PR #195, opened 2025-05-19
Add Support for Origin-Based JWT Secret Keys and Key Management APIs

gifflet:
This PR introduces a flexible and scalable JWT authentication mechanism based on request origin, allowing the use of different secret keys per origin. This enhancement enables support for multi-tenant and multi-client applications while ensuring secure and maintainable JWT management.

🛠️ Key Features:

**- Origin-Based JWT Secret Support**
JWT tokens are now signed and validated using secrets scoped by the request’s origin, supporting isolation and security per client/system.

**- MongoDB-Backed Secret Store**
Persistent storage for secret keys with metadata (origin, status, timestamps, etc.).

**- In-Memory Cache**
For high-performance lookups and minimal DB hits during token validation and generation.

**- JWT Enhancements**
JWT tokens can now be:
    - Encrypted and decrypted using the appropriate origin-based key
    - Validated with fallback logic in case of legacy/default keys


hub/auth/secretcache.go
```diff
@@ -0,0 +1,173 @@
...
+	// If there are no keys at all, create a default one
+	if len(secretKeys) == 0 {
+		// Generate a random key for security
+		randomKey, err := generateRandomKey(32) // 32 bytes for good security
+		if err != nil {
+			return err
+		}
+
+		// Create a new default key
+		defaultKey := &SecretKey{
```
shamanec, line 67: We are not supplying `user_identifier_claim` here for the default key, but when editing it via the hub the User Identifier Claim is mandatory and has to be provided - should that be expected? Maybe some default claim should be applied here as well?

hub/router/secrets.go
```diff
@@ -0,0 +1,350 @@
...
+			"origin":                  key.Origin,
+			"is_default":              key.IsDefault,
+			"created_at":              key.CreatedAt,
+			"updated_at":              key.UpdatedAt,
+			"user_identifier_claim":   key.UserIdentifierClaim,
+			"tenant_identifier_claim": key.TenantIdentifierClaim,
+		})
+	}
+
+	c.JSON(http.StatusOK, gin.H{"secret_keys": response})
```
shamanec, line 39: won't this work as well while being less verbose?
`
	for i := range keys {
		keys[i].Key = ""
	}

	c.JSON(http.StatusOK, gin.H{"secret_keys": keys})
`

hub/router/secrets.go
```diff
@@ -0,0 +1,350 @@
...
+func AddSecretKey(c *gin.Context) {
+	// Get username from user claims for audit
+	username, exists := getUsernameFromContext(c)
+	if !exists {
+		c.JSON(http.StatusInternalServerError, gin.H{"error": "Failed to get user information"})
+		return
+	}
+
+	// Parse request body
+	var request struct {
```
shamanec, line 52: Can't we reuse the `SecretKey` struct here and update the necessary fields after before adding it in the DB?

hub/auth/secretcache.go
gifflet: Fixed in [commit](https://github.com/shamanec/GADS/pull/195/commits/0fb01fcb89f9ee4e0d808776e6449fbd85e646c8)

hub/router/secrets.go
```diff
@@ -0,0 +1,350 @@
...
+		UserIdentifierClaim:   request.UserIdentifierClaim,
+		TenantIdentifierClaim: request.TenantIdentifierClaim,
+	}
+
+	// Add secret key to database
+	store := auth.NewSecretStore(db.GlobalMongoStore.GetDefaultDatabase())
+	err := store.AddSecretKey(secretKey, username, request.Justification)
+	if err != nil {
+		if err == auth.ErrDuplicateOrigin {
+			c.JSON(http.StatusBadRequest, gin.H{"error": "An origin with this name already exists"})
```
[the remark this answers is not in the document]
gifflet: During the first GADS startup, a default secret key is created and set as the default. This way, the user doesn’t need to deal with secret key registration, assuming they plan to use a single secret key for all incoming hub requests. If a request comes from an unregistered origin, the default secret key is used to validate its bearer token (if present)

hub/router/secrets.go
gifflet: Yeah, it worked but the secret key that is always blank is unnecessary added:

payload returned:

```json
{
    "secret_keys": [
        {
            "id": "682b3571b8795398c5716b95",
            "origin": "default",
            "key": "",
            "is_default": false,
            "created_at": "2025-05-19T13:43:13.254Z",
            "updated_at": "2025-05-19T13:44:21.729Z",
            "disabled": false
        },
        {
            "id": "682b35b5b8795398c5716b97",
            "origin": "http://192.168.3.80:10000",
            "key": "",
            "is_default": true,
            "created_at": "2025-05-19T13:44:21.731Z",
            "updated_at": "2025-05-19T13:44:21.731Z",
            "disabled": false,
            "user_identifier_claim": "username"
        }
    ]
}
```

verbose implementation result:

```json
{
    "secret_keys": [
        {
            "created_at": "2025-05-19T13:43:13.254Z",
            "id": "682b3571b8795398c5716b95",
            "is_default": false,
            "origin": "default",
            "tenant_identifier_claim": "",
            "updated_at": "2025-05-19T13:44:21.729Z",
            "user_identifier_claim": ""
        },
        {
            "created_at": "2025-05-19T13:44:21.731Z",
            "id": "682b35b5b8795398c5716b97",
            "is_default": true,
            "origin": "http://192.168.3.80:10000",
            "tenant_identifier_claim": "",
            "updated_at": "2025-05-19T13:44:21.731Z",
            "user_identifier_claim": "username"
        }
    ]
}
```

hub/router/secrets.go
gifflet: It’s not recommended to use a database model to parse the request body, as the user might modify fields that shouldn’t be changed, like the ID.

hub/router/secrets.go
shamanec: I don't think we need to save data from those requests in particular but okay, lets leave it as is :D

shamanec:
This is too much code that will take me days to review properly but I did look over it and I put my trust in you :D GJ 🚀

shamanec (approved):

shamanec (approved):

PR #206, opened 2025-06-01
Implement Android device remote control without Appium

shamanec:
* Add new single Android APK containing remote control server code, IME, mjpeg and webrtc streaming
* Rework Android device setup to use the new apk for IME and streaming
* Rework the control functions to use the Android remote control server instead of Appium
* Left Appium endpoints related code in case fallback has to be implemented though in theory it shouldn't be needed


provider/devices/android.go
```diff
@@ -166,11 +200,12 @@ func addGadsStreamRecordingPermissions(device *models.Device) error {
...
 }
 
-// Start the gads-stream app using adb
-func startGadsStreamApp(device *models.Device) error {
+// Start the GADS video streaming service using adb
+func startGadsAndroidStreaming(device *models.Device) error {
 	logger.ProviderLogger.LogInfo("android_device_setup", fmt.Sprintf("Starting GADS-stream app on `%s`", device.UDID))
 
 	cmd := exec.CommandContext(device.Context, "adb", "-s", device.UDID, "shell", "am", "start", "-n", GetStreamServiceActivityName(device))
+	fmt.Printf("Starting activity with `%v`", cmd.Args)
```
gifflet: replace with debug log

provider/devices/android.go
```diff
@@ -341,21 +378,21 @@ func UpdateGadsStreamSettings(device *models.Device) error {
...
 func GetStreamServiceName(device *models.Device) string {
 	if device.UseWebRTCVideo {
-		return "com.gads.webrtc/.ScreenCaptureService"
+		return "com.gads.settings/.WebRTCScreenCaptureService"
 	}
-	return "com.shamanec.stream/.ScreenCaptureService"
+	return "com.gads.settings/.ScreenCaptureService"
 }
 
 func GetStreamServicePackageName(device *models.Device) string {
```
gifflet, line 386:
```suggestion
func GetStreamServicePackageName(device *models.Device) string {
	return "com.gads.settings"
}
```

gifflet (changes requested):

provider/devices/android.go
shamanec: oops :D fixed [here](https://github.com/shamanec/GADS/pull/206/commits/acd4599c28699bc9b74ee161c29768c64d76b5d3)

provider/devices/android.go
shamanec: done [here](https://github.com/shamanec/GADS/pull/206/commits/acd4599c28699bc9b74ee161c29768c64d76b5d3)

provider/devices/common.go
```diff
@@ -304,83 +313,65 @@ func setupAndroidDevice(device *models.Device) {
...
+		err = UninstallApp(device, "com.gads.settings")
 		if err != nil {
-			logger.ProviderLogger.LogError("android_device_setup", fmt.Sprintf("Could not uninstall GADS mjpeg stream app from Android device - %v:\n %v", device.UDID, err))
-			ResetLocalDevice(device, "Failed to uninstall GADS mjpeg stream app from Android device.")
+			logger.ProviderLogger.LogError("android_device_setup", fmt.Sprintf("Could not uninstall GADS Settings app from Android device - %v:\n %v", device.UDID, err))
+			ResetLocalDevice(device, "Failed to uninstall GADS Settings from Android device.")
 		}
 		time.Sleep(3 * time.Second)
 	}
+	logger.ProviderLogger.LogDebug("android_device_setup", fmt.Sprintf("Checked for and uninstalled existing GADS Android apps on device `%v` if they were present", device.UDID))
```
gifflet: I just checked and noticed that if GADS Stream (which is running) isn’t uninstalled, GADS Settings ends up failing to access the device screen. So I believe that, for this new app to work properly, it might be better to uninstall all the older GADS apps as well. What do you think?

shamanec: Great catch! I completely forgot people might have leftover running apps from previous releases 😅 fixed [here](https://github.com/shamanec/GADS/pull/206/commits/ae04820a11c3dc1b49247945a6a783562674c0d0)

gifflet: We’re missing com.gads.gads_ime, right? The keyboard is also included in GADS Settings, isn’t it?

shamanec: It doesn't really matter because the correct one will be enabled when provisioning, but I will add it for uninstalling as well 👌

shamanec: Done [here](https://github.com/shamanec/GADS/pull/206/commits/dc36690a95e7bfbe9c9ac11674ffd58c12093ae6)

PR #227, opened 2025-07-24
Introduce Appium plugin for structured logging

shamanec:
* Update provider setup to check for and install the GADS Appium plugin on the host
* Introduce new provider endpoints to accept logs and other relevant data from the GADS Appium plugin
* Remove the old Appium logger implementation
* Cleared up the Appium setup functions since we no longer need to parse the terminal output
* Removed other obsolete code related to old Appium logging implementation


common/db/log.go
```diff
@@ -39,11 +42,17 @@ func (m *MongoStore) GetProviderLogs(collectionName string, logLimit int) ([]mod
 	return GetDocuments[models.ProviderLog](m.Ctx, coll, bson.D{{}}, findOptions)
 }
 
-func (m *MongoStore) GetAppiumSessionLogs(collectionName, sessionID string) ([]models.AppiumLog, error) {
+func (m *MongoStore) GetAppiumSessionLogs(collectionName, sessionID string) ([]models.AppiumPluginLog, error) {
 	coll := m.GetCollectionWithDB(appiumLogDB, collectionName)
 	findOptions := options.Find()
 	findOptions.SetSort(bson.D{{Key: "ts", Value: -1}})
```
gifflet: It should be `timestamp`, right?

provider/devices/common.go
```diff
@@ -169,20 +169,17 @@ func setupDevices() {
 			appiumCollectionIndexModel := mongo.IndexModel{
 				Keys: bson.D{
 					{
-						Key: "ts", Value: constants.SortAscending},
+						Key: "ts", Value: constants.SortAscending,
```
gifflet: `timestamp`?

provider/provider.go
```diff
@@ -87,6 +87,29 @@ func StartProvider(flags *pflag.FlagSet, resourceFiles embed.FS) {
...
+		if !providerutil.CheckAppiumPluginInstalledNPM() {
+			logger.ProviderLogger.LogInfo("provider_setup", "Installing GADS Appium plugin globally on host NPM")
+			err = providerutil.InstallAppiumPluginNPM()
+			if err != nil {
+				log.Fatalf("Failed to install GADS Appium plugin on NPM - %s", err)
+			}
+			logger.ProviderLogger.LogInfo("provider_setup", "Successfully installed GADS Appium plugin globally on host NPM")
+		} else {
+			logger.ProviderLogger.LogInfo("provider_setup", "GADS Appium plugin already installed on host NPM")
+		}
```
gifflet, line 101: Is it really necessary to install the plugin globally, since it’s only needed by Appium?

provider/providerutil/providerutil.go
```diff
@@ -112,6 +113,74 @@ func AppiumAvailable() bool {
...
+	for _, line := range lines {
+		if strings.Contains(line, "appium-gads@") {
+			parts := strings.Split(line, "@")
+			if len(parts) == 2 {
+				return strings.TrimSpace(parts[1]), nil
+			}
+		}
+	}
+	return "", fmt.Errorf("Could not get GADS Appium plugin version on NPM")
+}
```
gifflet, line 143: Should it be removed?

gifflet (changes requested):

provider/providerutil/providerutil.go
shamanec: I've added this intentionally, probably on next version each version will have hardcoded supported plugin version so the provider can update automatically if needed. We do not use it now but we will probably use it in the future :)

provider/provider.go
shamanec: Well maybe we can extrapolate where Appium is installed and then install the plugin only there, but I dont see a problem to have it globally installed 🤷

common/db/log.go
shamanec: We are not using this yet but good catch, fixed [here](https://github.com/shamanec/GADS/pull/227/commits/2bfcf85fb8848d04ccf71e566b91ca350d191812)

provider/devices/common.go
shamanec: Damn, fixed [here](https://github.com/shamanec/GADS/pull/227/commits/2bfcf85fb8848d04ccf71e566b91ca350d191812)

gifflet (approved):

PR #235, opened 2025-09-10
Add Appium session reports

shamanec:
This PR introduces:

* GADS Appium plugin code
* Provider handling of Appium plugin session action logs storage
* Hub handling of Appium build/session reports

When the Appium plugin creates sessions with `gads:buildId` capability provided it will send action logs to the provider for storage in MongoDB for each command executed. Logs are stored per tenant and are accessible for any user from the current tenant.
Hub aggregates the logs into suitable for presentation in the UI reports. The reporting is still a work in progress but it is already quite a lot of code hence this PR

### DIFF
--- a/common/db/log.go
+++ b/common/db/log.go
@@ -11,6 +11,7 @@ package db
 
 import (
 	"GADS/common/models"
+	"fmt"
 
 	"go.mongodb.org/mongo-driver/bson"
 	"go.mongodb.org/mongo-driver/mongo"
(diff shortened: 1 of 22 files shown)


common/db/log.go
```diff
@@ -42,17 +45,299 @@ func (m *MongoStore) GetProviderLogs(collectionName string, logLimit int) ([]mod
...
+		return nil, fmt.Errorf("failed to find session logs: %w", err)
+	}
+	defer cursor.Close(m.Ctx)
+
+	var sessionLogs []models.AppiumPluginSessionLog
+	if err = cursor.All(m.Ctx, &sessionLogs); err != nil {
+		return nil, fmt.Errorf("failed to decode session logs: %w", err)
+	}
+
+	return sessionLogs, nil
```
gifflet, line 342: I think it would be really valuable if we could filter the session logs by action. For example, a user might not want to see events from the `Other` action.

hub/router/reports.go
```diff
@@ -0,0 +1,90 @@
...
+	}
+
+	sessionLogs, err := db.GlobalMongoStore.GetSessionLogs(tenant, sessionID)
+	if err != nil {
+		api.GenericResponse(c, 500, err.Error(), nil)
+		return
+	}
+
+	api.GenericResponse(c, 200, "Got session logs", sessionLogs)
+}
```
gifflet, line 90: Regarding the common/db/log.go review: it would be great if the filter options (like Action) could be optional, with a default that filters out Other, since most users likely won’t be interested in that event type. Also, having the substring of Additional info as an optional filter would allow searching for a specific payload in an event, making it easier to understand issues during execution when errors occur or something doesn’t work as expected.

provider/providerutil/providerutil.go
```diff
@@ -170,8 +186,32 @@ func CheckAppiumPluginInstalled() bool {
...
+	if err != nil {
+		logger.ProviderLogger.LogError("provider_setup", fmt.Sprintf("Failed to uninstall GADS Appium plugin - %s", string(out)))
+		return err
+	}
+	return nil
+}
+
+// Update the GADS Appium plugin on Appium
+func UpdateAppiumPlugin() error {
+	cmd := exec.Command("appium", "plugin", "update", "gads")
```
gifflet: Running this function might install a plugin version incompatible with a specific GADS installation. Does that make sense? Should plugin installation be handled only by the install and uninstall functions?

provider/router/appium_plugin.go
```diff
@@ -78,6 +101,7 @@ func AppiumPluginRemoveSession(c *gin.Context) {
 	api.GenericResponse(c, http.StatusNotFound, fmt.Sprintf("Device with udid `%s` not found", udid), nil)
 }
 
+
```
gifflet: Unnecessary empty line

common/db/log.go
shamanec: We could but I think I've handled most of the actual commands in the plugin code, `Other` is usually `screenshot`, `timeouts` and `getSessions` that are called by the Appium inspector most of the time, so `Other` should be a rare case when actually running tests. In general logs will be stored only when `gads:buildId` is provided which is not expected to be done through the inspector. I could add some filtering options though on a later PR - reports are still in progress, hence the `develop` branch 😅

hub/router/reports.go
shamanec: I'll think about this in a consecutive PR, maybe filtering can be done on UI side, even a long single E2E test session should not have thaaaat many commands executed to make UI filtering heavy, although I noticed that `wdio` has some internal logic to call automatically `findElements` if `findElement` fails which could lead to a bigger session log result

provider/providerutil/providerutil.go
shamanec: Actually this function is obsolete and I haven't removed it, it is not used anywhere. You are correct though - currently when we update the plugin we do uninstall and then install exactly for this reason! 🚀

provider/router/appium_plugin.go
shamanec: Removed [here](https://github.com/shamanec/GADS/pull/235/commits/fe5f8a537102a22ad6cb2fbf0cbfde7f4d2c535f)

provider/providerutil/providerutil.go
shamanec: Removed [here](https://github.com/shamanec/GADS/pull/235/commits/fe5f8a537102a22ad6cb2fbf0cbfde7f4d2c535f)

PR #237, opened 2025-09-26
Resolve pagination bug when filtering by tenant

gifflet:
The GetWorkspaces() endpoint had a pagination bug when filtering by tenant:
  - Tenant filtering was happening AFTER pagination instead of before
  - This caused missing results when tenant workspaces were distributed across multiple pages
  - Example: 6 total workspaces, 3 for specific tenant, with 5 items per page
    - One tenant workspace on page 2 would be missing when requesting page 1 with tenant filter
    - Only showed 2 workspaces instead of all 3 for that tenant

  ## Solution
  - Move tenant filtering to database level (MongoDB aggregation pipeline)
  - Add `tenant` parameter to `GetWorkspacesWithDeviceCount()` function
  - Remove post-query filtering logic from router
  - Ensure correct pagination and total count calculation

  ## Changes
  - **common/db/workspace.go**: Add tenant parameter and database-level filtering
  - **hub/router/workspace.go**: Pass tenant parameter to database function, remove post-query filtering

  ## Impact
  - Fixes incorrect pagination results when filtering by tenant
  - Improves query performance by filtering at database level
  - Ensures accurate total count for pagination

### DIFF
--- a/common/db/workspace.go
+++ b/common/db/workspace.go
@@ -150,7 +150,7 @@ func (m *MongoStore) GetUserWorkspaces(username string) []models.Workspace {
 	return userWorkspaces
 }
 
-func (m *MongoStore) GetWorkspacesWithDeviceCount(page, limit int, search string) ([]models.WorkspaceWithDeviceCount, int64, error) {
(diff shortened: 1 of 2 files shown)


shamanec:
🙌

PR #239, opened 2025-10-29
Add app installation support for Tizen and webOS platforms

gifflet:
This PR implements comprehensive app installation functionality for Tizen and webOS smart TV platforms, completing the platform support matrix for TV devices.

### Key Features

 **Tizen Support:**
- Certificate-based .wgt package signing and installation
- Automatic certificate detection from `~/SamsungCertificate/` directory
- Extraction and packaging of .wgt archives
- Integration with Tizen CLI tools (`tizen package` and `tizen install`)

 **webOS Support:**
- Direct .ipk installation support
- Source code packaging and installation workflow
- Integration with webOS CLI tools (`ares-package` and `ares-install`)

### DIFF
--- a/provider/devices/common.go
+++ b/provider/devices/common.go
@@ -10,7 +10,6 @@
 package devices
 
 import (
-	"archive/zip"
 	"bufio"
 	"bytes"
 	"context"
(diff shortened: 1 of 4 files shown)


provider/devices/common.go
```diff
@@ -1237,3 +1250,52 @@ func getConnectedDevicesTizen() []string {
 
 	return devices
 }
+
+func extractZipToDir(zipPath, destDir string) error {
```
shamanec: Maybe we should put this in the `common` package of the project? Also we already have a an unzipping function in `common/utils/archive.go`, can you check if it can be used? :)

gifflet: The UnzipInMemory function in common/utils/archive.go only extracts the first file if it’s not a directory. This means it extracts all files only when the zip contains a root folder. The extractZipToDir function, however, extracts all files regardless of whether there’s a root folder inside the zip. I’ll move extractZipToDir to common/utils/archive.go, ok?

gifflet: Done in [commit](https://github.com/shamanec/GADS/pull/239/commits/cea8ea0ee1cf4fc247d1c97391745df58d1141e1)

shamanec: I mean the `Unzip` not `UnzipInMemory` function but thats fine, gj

## Required work
Set down exactly the lines above that run from the start of the listing to the line with "JWT Secret Support**". Leave out every later line.

## Result of the task
PR #195, opened 2025-05-19
Add Support for Origin-Based JWT Secret Keys and Key Management APIs

gifflet:
This PR introduces a flexible and scalable JWT authentication mechanism based on request origin, allowing the use of different secret keys per origin. This enhancement enables support for multi-tenant and multi-client applications while ensuring secure and maintainable JWT management.

🛠️ Key Features:

**- Origin-Based JWT Secret Support**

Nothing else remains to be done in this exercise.